Cost is an obvious consideration. Jaar briefly lists several licensing models: “Some are based on the volume of documents, others on the number of cases. Some are based on the number of people using the data room, a ‘per-seat’ approach.”

Lessem says most Firmex clients use his company’s service as part of their infrastructure. “About 70 per cent of our business is unlimited-use subscription, and 30 per cent (the older way) is pay-per-transaction,” he says.

Free services like DropBox, Microsoft OneDrive or Google Drive can serve as basic data rooms, but lawyers who use them run into two key types of issues: attorney-client privilege concerns, and a lack of specialized features like advanced reporting.

“By the time I get involved in deals, some clients have already set up deal rooms in Dropbox or Box or other such services,” Smith says. He sighs when I ask him how he reacts to this. “The first thing I do is ask what they put in there. Certain documents just can’t go in there if the system’s servers reside outside Canada.”

Jaar puts his blunt opposition to lawyers using such free services like this: “When a service is free, you’re the product. As a lawyer, if the service is free, your client’s data is the product.”

Learning to use online deal rooms

Learning how to use data rooms seems straightforward. “My paralegal and assistants are well-trained,” says Whitt. “A couple of hours with a trainer shows you most of the bells and whistles that are available and most of the ways to troubleshoot or configure a deal room.”

Whitt notes that clients can grow to rely on a law firm’s data-room service, which can strengthen the client’s loyalty to the firm.

Drawback?

For all their stated benefits, data rooms aren’t always the right choice. Based on his observations, Smith considers them a double-edged sword in a multitasking world. “If M&A people aren’t on site looking at paper, then other distractions and projects get in the way of doing the review and due diligence and negotiation,” he says.

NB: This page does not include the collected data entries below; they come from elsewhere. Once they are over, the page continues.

PR #75, opened 2025-04-03
fix: Remove unnecessary include line from tsconfig

astrayblackcat:
The default include grabs all valid files in any directory nested to any degree, so this include is actually *excluding* all other files, which seems to be fine at build time(?) but it makes LSPs in editors very upset with a ton of errors that would be handled by tsconfig.

### DIFF
--- a/tsconfig.json
+++ b/tsconfig.json
@@ -13,6 +13,5 @@
     "allowSyntheticDefaultImports": true,
     "esModuleInterop": true,
     "experimentalDecorators": true
-  },
-  "include": ["./electron/main.ts"]
+  }
 }


astrayblackcat:
Thinking about it, I think this is from the times where you had to compile to js before building with Electron, so no wonder it doesn't break anything.

FatCatClient:
Wait-- which LSP errors does this solve again? Maybe I'm lucky (or am still using an outdated version of the TS LSP :^) ) but mine doesn't seem to be giving me a ton of errors while working on this repo.

astrayblackcat:
Huh, that's odd.  I'll have to check later to see what exactly it was, but off the top of my head I was getting errors with decorators because the LSP wasn't reading the line enabling them.

I also tried a couple versions; the latest and the version of TS used by the repo, and they both threw a varying amount of errors for me, although the latter just has trouble with Vue for me.

I'm pretty sure I'm just using the vscode TS LSP, but I am running it in neovim. It works completely fine in other situations but it's not impossible it's on my end.

FatCatClient:
It could be on your end; I'm using [vls 0.8.5](https://www.npmjs.com/package/vls/v/0.8.5) and [typescript-language-server 4.3.4](https://www.npmjs.com/package/typescript-language-server/v/4.3.4) both as globally installed packages with NPM and with Neovim using Mason LSP.

astrayblackcat:
Yeah, those are quite a bit older than what I'm running, which might be more appropriate considering how out of date the previous maintainer of the repo let these packages get, lol. 

It seems like it's a problem with the vscode TS LSP (vtsls) specifically. It seems to depend more on tsconfig than other LSPs. The problem also persists in actual vscode, which isn't surprising because it's the same LSP.

Which implies anyone who wants to contribute and codes in vscode would have the same issue unless they do some manual config. And to that end, we're not actually compiling with `tsc`, so I'm *fairly* sure there's any real benefit in keeping the line around anyway (although I may be wrong)

astrayblackcat:
I actually haven't seen that, though I suspect deleting the whole tsconfig might break some other things with LSPs because they depend on certain flags to determine things like import syntax and what functions are permitted based on the compile target. 

From memory, VSCode sometimes likes to throw an error about large folders not being excluded, so maybe that's the problem. We might need to actually be more specific with our include in that case... (but less specific than it was originally, lol)

astrayblackcat:
I do get the error without it set, but setting the include to `["./*"] seems to work. Might need more looking into than I thought.

FatCatClient:
I'm not exactly a Typescript expert, so this might be a bit of a shot in the dark- but if the tsconfig file takes a string array, can't we just try and set it to include the folders that we actually use? Or do we _need_ the node_modules folder included?

astrayblackcat:
Should just be able to exclude node_modules, that's probably the issue. It's not necessary to be included, to my knowledge.

astrayblackcat:
Does `"include": ["*/*"]` with `"allowJs": false` work for you? That works perfectly on my end. Should include everything necessary... I have no idea why that works but the default doesn't, but I'm not going to question it.

FatCatClient:
With the following settings in tsconfig.json it seems to work fine(?). It even stops adding the function definition to the list of references, which it kept doing earlier. 

```json
{
  "compilerOptions": {
    "target": "es2017",
    "module": "commonjs",
    "sourceMap": true,
    "allowJs": false,
    "noEmitHelpers": true,
    "importHelpers": true,
    "forceConsistentCasingInFileNames": true,
    "strict": true,
    "noUnusedLocals": true,
    "noUnusedParameters": true,
    "allowSyntheticDefaultImports": true,
    "esModuleInterop": true,
    "experimentalDecorators": true
  },
  "exclude": [
    "./node_modules/**",
    "./electron/node_modules/**"
  ],
}
```

_Maybe_ we could also exclude ``./electron/app/**``, but I tested this right before I saw your edits.

astrayblackcat:
Oh, yeah, it's probably ./electron/node_modules/ doing it, actually... good catch.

“Sometimes the deals that work the smoothest are the ones where you don’t have a digital data room, and everybody has to show up at the same spot, get the deal done and move forward.”

Moving forward

Data-room usage appears to be growing in the legal industry. “By becoming familiar with the potential of a tool, lawyers can find other uses that their clients will find useful,” Whitt says.

“Lawyers are being dragged into data rooms when they receive invitations from other firms,” Smith adds. “It’s a domino effect.”